Cumulative Utility Parity for Fair Federated Learning under Intermittent Client Participation
Stefan Behfar, Richard Mortier

TL;DR
This paper introduces a fairness principle for federated learning that ensures clients receive comparable long-term benefits, addressing issues caused by intermittent participation and improving long-term representation parity.
Contribution
It proposes cumulative utility parity and availability-normalized utility to promote fair long-term client benefit in federated learning with intermittent participation.
Findings
Significantly improves long-term fairness among clients.
Maintains high overall model performance.
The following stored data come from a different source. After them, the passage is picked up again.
PR #370, opened 2024-05-31
refactor!: Replace Circuit trait with a struct

### LINKED ISSUE #112: Restrict `Circuit` to HUGRs with valid roots
Instead of a blanket implementation on `T: HugrView`.
This will probably need some dark type magic if we want to keep a clean API.

aborgna-q:
Replaces the `trait Circuit : HugrView` with a struct containing a `T: HugrView` and a node id indicating the container node for the circuit in the hugr.

There are a few design going into this definition:

- #### Struct with checked parent node type.
  The previous `Circuit` trait asked the user to only use it for dataflow-based hugrs. This of course lead to functions assuming things about the hugr structure and panicking with random errors when passed an otherwise valid hugr.
  
  Bar checking the root node at each method call, this can only be solved with an opaque struct that checks its preconditions at construction time.
  
  The code here will throw a user-friendly error when trying to use incompatible hugrs:
  ```
  Node(0) cannot be used as a circuit parent. A Module is not a dataflow container.
  ```

- #### Generic `T` defaulting to `Hugr`
  Most uses in this library manipulate circuits as owned structures (e.g. passing circuits around in badger).
  However, sometimes we don't own the hugr so we cannot create a `Circuit<Hugr>` from it. With the generics definition we can use `Circuit<&Hugr>` or `Circuit<&mut Hugr>` to respectively view or modify non-owned structures.
  
- #### Parent node pointer
  Circuits represented as hugrs are not necessarily a flat dataflow structure.
  For example, a guppy-defined circuit may include calls to other methods from the module.
  By including a pointer to the entry point of the circuit we can keep all this structure, and rewrite it latter as necessary.
  This is also useful for non-owned hugrs; we can have a `Circuit<&Hugr>` pointing to a region in the hugr without needing to modify anything else.

Closes #112.

BREAKING CHANGE: Replaced the `Circuit` trait with a wrapper struct.


tket2/src/circuit.rs
```diff
@@ -28,54 +28,138 @@ pub use hugr::{Node, Port, Wire};
...
+    }
+
+    /// Unwrap the HUGR containing the circuit.
+    pub fn into_hugr(self) -> T {
+        self.hugr
+    }
+
+    /// Get a mutable reference to the HUGR containing the circuit.
+    ///
+    /// Mutation to the hugr MUST NOT invalidate the parent node,
```
ss2165, line 89:
```suggestion
    /// Mutation of the hugr MUST NOT invalidate the parent node,
```

tket2/src/json.rs
```diff
@@ -37,23 +36,23 @@ const METADATA_Q_REGISTERS: &str = "TKET1_JSON.qubit_registers";
 /// Explicit names for the input bit registers.
 const METADATA_B_REGISTERS: &str = "TKET1_JSON.bit_registers";
 
-/// A JSON-serialized circuit that can be converted to a [`Hugr`].
+/// A JSON-serialized circuit that can be converted to a [`Circuit`].
```
ss2165, line 39: specify tket1 format

tket2/src/rewrite/trace.rs
```diff
@@ -67,18 +67,19 @@ impl From<RewriteTrace> for serde_json::Value {
     }
 }
 
-/// Extension trait for circuits that can trace rewrites applied to them.
+/// Implementation for rewrite tracing in circuits.
 ///
 /// This is only tracked if the `rewrite-tracing` feature is enabled and
 /// `enable_rewrite_tracing` is called on the circuit before.
-pub trait RewriteTracer: Circuit + HugrMut + Sized {
+impl<T: HugrMut> Circuit<T> {
```
ss2165, line 74: nice

ss2165 (approved):
huge, thanks

tket2/src/circuit.rs
```diff
@@ -28,54 +28,138 @@ pub use hugr::{Node, Port, Wire};
...
-// - Depth
-pub trait Circuit: HugrView {
+/// A quantum circuit, represented as a function in a HUGR.
+#[derive(Debug, Clone, PartialEq)]
+pub struct Circuit<T = Hugr> {
+    /// The HUGR containing the circuit.
+    hugr: T,
+    /// The parent node of the circuit.
+    ///
+    /// This is checked at runtime to ensure that the node is a DFG node.
```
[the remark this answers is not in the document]
aborgna-q: A priori we want to support any hugr as long as the top-level node can be interpreted as a runnable circuit.

If anything, we may want to relax this later to accept `FuncDecl` later?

Effectively handles temporally skewed, non-IID data.
Abstract
In real-world federated learning (FL) systems, client participation is intermittent, heterogeneous, and often correlated with data characteristics or resource constraints. Existing fairness approaches in FL primarily focus on equalizing loss or accuracy conditional on participation, implicitly assuming that clients have comparable opportunities to contribute over time. However, when participation itself is uneven, these objectives can lead to systematic under-representation of intermittently available clients, even if per-round performance appears fair. We propose cumulative utility parity, a fairness principle that evaluates whether clients receive comparable long-term benefit per participation opportunity, rather than per training round. To operationalize this notion, we introduce availability-normalized cumulative utility, which disentangles unavoidable physical constraints from…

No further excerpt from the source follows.